**TASK REQUIREMENTS**:
The data below must be copied in full and without any change.

Collected data entries:
PR #1306, opened 2020-09-10
Migrate Appointments Controller

vkrmis:
**Story card:** https://app.clubhouse.io/simpledotorg/story/1133/migrate-the-appointmentscontroller-and-its-actions
## Because

## This addresses

Migrates the AppointmentsController and it's views to use the new permissions (gated by a Flipper flag)

### DIFF
--- a/app/views/layouts/application.html.erb
+++ b/app/views/layouts/application.html.erb
@@ -85,7 +85,7 @@
 
               <% if current_admin.accessible_facilities(:manage_overdue_list).any? %>
                 <li class="nav-item">
-                  <%= link_to "Overdue patients", appointments_path, class: "nav-link #{active_controller?("appointments")}" %>
+                  <%= link_to "Overdue", appointments_path, class: "nav-link #{active_controller?("appointments")}" %>
                 </li>
               <% end %>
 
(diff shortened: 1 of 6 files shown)


app/views/layouts/application.html.erb
```diff
@@ -85,7 +85,7 @@
 
               <% if current_admin.accessible_facilities(:manage_overdue_list).any? %>
                 <li class="nav-item">
-                  <%= link_to "Overdue patients", appointments_path, class: "nav-link #{active_controller?("appointments")}" %>
+                  <%= link_to "Overdue", appointments_path, class: "nav-link #{active_controller?("appointments")}" %>
```
harimohanraj89, line 88: Why this change?

harimohanraj89 (approved):
This looks super straightforward, nice. :shipit: :shipit: :shipit:

app/views/layouts/application.html.erb
vkrmis: accidentally included " patients" in an earlier PR, the old-permissions branch of the layout just says "Overdue" now, so I've removed the extra " patients" here.

harimohanraj89: Noice 😎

**WRITTEN SOLUTION**:
PR #1306, opened 2020-09-10
Migrate Appointments Controller

vkrmis:
**Story card:** https://app.clubhouse.io/simpledotorg/story/1133/migrate-the-appointmentscontroller-and-its-actions
## Because

## This addresses

Migrates the AppointmentsController and it's views to use the new permissions (gated by a Flipper flag)

### DIFF
--- a/app/views/layouts/application.html.erb
+++ b/app/views/layouts/application.html.erb
@@ -85,7 +85,7 @@
 
               <% if current_admin.accessible_facilities(:manage_overdue_list).any? %>
                 <li class="nav-item">
-                  <%= link_to "Overdue patients", appointments_path, class: "nav-link #{active_controller?("appointments")}" %>
+                  <%= link_to "Overdue", appointments_path, class: "nav-link #{active_controller?("appointments")}" %>
                 </li>
               <% end %>
 
(diff shortened: 1 of 6 files shown)


app/views/layouts/application.html.erb
```diff
@@ -85,7 +85,7 @@
 
               <% if current_admin.accessible_facilities(:manage_overdue_list).any? %>
                 <li class="nav-item">
-                  <%= link_to "Overdue patients", appointments_path, class: "nav-link #{active_controller?("appointments")}" %>
+                  <%= link_to "Overdue", appointments_path, class: "nav-link #{active_controller?("appointments")}" %>
```
harimohanraj89, line 88: Why this change?

harimohanraj89 (approved):
This looks super straightforward, nice. :shipit: :shipit: :shipit:

app/views/layouts/application.html.erb
vkrmis: accidentally included " patients" in an earlier PR, the old-permissions branch of the layout just says "Overdue" now, so I've removed the extra " patients" here.

harimohanraj89: Noice 😎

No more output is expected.